=== What you should do ===
Search the entries for the line containing "child.wait() finished, but". Repeat it, then every line after it, exactly through the final line.

=== Recorded information ===

PR #191, opened 2025-06-30
Replace usage of unbuffered with pexpect for colored ninja messages

seibert:
This will make it easier to package spy since it won't depend on an external tool (`expect`) that isn't available via pip or conda.

### DIFF
--- a/spy/util.py
+++ b/spy/util.py
@@ -133,10 +133,9 @@ def unbuffer_run(cmdline_s: Sequence[str]) -> subprocess.CompletedProcess:
         child.expect(pexpect.EOF)
         child.wait()  # avoid a race condition on child.exitstatus
 
-        # child.exitstatus should never be None if child.wait() finished, but
-        # mypy doesn't know that.  Will treat that situation as a command
-        # error.
-        returncode = -1 if child.exitstatus is None else child.exitstatus
+        # child.exitstatus is never None if child.wait() finished
+        assert child.exitstatus is not None
+        returncode = child.exitstatus
 
         return subprocess.CompletedProcess(
             args=cmdline_s,


spy/util.py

=== Solution ===
-        # child.exitstatus should never be None if child.wait() finished, but
-        # mypy doesn't know that.  Will treat that situation as a command
-        # error.
-        returncode = -1 if child.exitstatus is None else child.exitstatus
+        # child.exitstatus is never None if child.wait() finished
+        assert child.exitstatus is not None
+        returncode = child.exitstatus
 
         return subprocess.CompletedProcess(
             args=cmdline_s,


spy/util.py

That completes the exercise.